Quali altri capacità mirate a valorizzare?

«Un altro aspetto molto importante sono le competenze comunicative, anche in lingua straniera. La nostra scuola crede fermamente nel potenziamento della lingua inglese come mezzo di superamento delle barriere linguistiche, con un approccio aperto e curioso alle realtà internazionali. I nostri studenti studiano inglese 8 ore a settimana: proponiamo 3 ore curricolari, 2 ore con l’insegnante madrelingua e 3 ore CLIL (Content and Language Integrated Learning). Oltre alla lingua inglese, gli studenti possono scegliere di studiare tedesco o spagnolo acquisendo le basi per raggiungere il livello A1.

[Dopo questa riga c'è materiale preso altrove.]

PR #5564, opened 2025-08-11
index.c: reusable buffers for mmaped messages and fetch item values

ksmurchison:
This eliminates allocating/freeing buffers for every message for which we are fetching items.

This will have to be rebased after #5561 is merged

### DIFF
--- a/imap/index.c
+++ b/imap/index.c
@@ -154,7 +154,8 @@ static int index_store_annotation(struct index_state *state, uint32_t msgno,
                            msgrecord_t *mrw, struct storeargs *storeargs,
                            int *dirty);
 static int index_fetchreply(struct index_state *state, uint32_t msgno,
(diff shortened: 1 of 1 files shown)


wolfsage:
Would you mind updating the commit message to explain why you're making this change? It's not clear to me.

I'm guessing performance, but not sure

ksmurchison:
> This is half way to better :) it's clearly better, but I'd almost be tempted to hoist those buffers even a layer higher into an object passed in to this function, because it gets called for every message in a fetch reply!

I did just that.  Please re-review

rsto (approved):
Looks good to me.

rjbs (approved):
It'd be cool to see measurements on this, but I'm not sure how much work they'd be to get.  It'd be cool to live in a world where it was easy. :)

PR #5567, opened 2025-08-12
Add Mailbox/touch and Calendar/touch to bump state

ksmurchison:


rjbs:
Looks good to me, and we were *just* talking about a use for this.

I think the test could be easily made a lot stronger.  We want to assert that only the touched item is considered changed.  The current test asserts that the collection state changed.  If we do a Mailbox/changes since old-state, we can assert that the only change is in the touched item.  Should be easy, and a much stronger assertion!

imap/jmap_api.c
```diff
@@ -2791,6 +2794,105 @@ HIDDEN json_t *jmap_parse_reply(struct jmap_parse *parse)
...
+    json_t *arg;
+
+    // assume that we are given an initialized jmap_touch struct
+    touch->not_touched = json_array();
+
+    json_object_foreach(jargs, key, arg) {
+        if (!strcmp(key, "accountId")) {
+            /* already handled in jmap_api() */
+        }
+
```
rsto, line 2815: nit: why the empty lines here and below? Is that something we do in the other Foo parse methods?

imap/jmap_api.c
```diff
@@ -2791,6 +2794,105 @@ HIDDEN json_t *jmap_parse_reply(struct jmap_parse *parse)
...
+        else if (!strcmp(key, "ids") && json_array_size(arg) &&
+                 jmap_parse_strings(arg, parser, "ids")) {
```
rsto, line 2817: nit: wrong indentation

imap/jmap_api.c
```diff
@@ -2791,6 +2794,105 @@ HIDDEN json_t *jmap_parse_reply(struct jmap_parse *parse)
...
+
+HIDDEN json_t *jmap_touch_reply(struct jmap_touch *touch)
+{
+    json_t *res = json_object();
+
+    json_object_set_new(res, "state", json_string(touch->state));
+    if (json_array_size(touch->not_touched))
+        json_object_set(res, "notTouched", touch->not_touched);
+    else
+        json_object_set_new(res, "noTtouched", json_null());
```
rsto: typo: `noTtouched` -> `notTouched` . which suggests this codepath could be tested?

imap/jmap_api.c
```diff
@@ -2791,6 +2794,105 @@ HIDDEN json_t *jmap_parse_reply(struct jmap_parse *parse)
...
+    if (err) {
+        jmap_error(req, err);
+        goto done;
+    }
+
+    json_array_foreach(touch.ids, i, id) {
+        mbentry_t *mbentry = NULL;
+        struct mailbox *mailbox = NULL;
+
+        id_to_mbentry(req, json_string_value(id), &mbentry);
```
rsto, line 2870: return value of callback isn't checked, because the callback is expected to set mbentry to NULL on failure. If the `int` is supposed to be a regular Cyrus error and differs from NOT_FOUND, then report it with `error_message` on syslog?

imap/jmap_calendar.c
```diff
@@ -2314,6 +2321,22 @@ static int jmap_calendar_set(struct jmap_req *req)
     return r;
 }
 
+static int calid_to_mbentry(jmap_req_t *req, const char *id,
+                            mbentry_t **mbentry)
+{
+    char *mboxname = caldav_mboxname(req->accountid, id);
+    int r = mboxlist_lookup(mboxname, mbentry, NULL);
+
```
rsto, line 2329: nit: unnecessary empty line

imap/jmap_mailbox.c
```diff
@@ -4434,3 +4441,23 @@ static int jmap_mailbox_changes(jmap_req_t *req)
...
     return 0;
 }
+
+static int mboxid_to_mbentry(jmap_req_t *req, const char *id,
+                             mbentry_t **mbentry)
+{
+    int r;
+
+    if (USER_COMPACT_EMAILIDS(req->cstate)) {
+        r = mboxlist_lookup_by_jmapid(req->accountid, id, mbentry, NULL);
```
rsto, line 4453: nit: could use `return` in both conditional blocks, rather than `r` variable

rsto (changes requested):
Found one typo in the JMAP response fields, also think that error handling in `jmap_touch_exec` could be slightly improved. Other than that just a couple of nits regarding code style.

imap/jmap_api.c
ksmurchison: Yep, every other method parsing function has the same spacing.

imap/jmap_api.c
ksmurchison: Fixed.

imap/jmap_mailbox.c
ksmurchison: Fixed.

imap/jmap_calendar.c
ksmurchison: Fixed

imap/jmap_api.c
ksmurchison: Fixed

imap/jmap_api.c
ksmurchison: Fixed

rsto: I meant syslogging it here, rather than in each callback separately. But let's not get hung up on it.

ksmurchison: I decided to syslog it in the callbacks because I could have more context in thge log message - lookup by jmapid, uniqueid, or name (calendar)

rsto: Right, that makes sense.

Anche le competenze in matematica e scienze sono fondamentali per affrontare il mondo di domani. La nostra scuola ha creato un nuovo progetto laboratoriale di matematica in collaborazione con MatNet – Università di Bergamo, dove gli studenti devono lavorare insieme per risolvere problematiche reali utilizzando le conoscenze acquisite grazie a questa materia. In scienze invece, uniamo la pratica alla teoria: ogni settimana gli studenti, in piccoli gruppi, eseguono esperimenti in laboratorio per approfondire e capire quanto studiato. In questo modo le esperienze reali vissute in collaborazione con i compagni rafforzano l’interesse e l’apprendimento».

Che cosa intende quando dice che ha “imparato a guardare al futuro con gli occhi dei suoi studenti”?

«La scuola sta preparando i ragazzi di oggi a diventare gli adulti di domani: l’attuale società è in continua evoluzione e i cambiamenti sono radicali e veloci. Nessuno sa come sarà il mondo del lavoro nel 2030. Sicuramente a causa dello sviluppo dell’intelligenza artificiale subirà dei cambiamenti e le competenze richieste saranno diverse. Tutto ciò determina per la scuola un rinnovamento e un ripensamento su come gestire la didattica e la formazione degli studenti».

Perché avete scelto il motto «la scuola che sa imparare»?

«Per prima cosa il sapere è in continua evoluzione e quindi non si smette mai di apprendere. Secondariamente siamo una scuola consapevole del fatto che ogni studente è diverso l’uno dall’altro e quindi non esiste un modello precostituito da abbinare di default ad ognuno di loro, ma va studiato e creato ad hoc; quindi anche noi, come Istituzione in tutte le sue forme, impariamo nell’incontro con i nostri ragazzi. In ultimo, ma non per questo meno importante, crediamo che la mission numero uno della scuola sia stimolare il desiderio e la voglia di imparare in ogni alunno; non dimentichiamoci infatti che quando smetteranno di essere studenti, saranno cittadini a cui viene richiesto di non smettere mai di imparare, secondo il principio del Life Long Learning».

 Con quale pensiero desidera concludere questa intervista?

Mi piace pensare ad una frase che riassume sia il mio pensiero, sia il progetto educativo della nostra scuola: “La scuola prepara alla vita, offre contenuti e strumenti trasversali e forma gli studenti di oggi che saranno i cittadini di domani.